The collection of stories tells stories without being judgmental, neither hailing nor downplaying either cultures. It picks a time in the life of someone who had landed in US by choice or otherwise.
Justice Shiva Ram Murthy
A retired judge stays with his son in America. His usual hangout is with another middle aged Indian in a particular Indian restaurant. On the blessed day of Christmas, as their usual hangout was closed, they land up  in a Mexican restaurant. After being entertained by a rude young punk and served beef when they were vegetarian, our learned retired judge was contemplating taking the establishment to courts. The whole fiasco was settled amicably with a simple apology from the restaurant.
Lakshmi and the librarian
A mid 40s homemaker befriends a mysterious librarian who finds passion in his books. Lakshmi, the protagonist, fearing the roving eyes of fellow Indians, finally picks up courage to coax the librarian who was dealing with a personal dilemma.
The valididity of love
Two strong minded desi girls, 20 something, whose priorities are different from people of one generation before their time, have to deal with the question of marriage, morality and chastity.
Bangles
A widow comes to America to stay with her son. She cannot fit into the family dynamics. She try to inculcate her kind of upbringing of her grandchildren with disastrous outcomes.
Karma
Two brothers who use to live together part ways. One is a successful physician while the other move from job to job as he cannot fit into the system. Back in India, he is a professor but managed to obtain a Green Card with disastrous outcome.

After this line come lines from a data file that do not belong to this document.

PR #112, opened 2021-12-14
Permit code to be compiled as a plugin with Go 1.17.x

ale-linux:
In Go version 1.17.x, `R15` is reserved for the GOT (see
https://github.com/golang/go/issues/48468) when the code is built as a
plugin, and code that uses `R15` will fail to build. This PR changes
the designation of registers to fix the compilation errors.

Signed-off-by: Alessandro Sorniotti <aso@zurich.ibm.com>

### DIFF
--- a/ecc/bn254/fp/element_mul_amd64.s
+++ b/ecc/bn254/fp/element_mul_amd64.s
@@ -75,7 +75,7 @@ TEXT ·mul(SB), $24-24
 
 	// A -> BP
 	// t[0] -> R14
-	// t[1] -> R15
+	// t[1] -> R12
 	// t[2] -> CX
 	// t[3] -> BX
 	// clear the flags
@@ -83,11 +83,11 @@ TEXT ·mul(SB), $24-24
 	MOVQ 0(R11), DX
 
 	// (A,t[0])  := x[0]*y[0] + A
-	MULXQ DI, R14, R15
+	MULXQ DI, R14, R12
 
 	// (A,t[1])  := x[1]*y[0] + A
 	MULXQ R8, AX, CX
-	ADOXQ AX, R15
+	ADOXQ AX, R12
 
 	// (A,t[2])  := x[2]*y[0] + A
 	MULXQ R9, AX, BX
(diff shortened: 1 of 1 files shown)


ale-linux:
See https://github.com/hyperledger/fabric/issues/3073 for the point where the build is broken

ecc/bn254/fp/element_mul_amd64.s
```diff
@@ -313,12 +313,12 @@ TEXT ·mul(SB), $24-24
 	ADCXQ AX, BX
 	ADOXQ BP, BX
 
-	// reduce element(R14,R15,CX,BX) using temp registers (R13,SI,R12,R11)
-	REDUCE(R14,R15,CX,BX,R13,SI,R12,R11)
+	// reduce element(R14,R12,CX,BX) using temp registers (R13,SI,R13,R11)
+	REDUCE(R14,R12,CX,BX,R13,SI,AX,R11)
```
denyeart, line 317: I followed up to here.
R15 becomes R12.
R12 becomes R13.
But why AX here?

ale-linux: It's indeed a typo - `AX` is used as a temp register by `REDUCE`. Will fix - thx Dave

gbotrel:
Interesting; it seems this happens when user assembly uses R15 and global variables in the same code. While your patch works for BN254 (thanks for the effort :-) ), it won't generalize well to the other curves supported in gnark-crypto, since they use all available registers. 

Found this PR that deals with the issue (and keep using R15) by moving global variables in defines: https://go-review.googlesource.com/c/go/+/36414/ . 

Will have a look and experiment with our x86 generator to make that work 👍 .

gbotrel:
( also, unrelated, I was not aware gnark-crypto was a direct dependency of hyperledger/fabric, to what extend is it used? )

ale-linux:
The approach detailed in that link sounds promising - though it might introduce a perf penalty. Definitely worth investigating though.

Fabric depends on gnark-crypto since it (fabric) pulls https://github.com/IBM/idemix/ which depends on https://github.com/IBM/mathlib/ which in turn uses gnark-crypto for one of the curves.

In that sense, my current fix would be an acceptable stop-gap solution till you find one that generalises to all curves/functions.

Obviously up to you/the maintainers of gnark-crypto to decide whether it's okay to stage changes this way.

gbotrel:
a fix has been merged to develop: https://github.com/ConsenSys/gnark-crypto/pull/114 . Essentially reproducing your solution, but in x86 code generator, and for another method too 👍 . 

should fix your issue on bn254. 

We are few days away from a new tag (v0.6.0) but you can safely use head on develop (f4bce86577924bace81a8f509584c38614df96dc).

ale-linux:
Many thanks, that was quick!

His wife starts job as a packing lady in a grocer. On his way to the employment office, he is side tacked to help an injured migratory bird. He goes out to help more injured birds as he thinks it is his karma to help them after injuring a bird in his childhood.
Devadasi
A 16 year old Desi girl, American in her thinking, and an American boy as boyfriend to complement has only the ability to dance the Bharatnatyam as her link to her Indianess, cuts a deal with her parents to learn the dance from a Master in Hyderabad if she were to follow her parents for a wedding in India. It was a time of religious unrest and she is humbled by the kind gesture of a Moslem boy when she is caught in a crossfire. An interesting discovery for me... while mostly told that the temple dancers were labelled as being married to temple deities and had to quench the desires of the priests, here we are told that it is untrue. The dancers, actually were quite powerful, having direct communications with royalties and people of power. The disgruntled individuals, unable to achieve their agenda spread lies.
Lord Krishna
A familiar story of coming of age and grappling with your beliefs and being ridiculed by the ignorant majority. Here, a teenage Hindu boy, becomes the butt of joke in a predominantly ignorant Christian Bible belt society. He is ashamed of his heritage and is thinking changing his name to suit to the society.

A good light read to illustrate that it is not necessarily 'no place like home' but rather 'any place can be home' if you make it!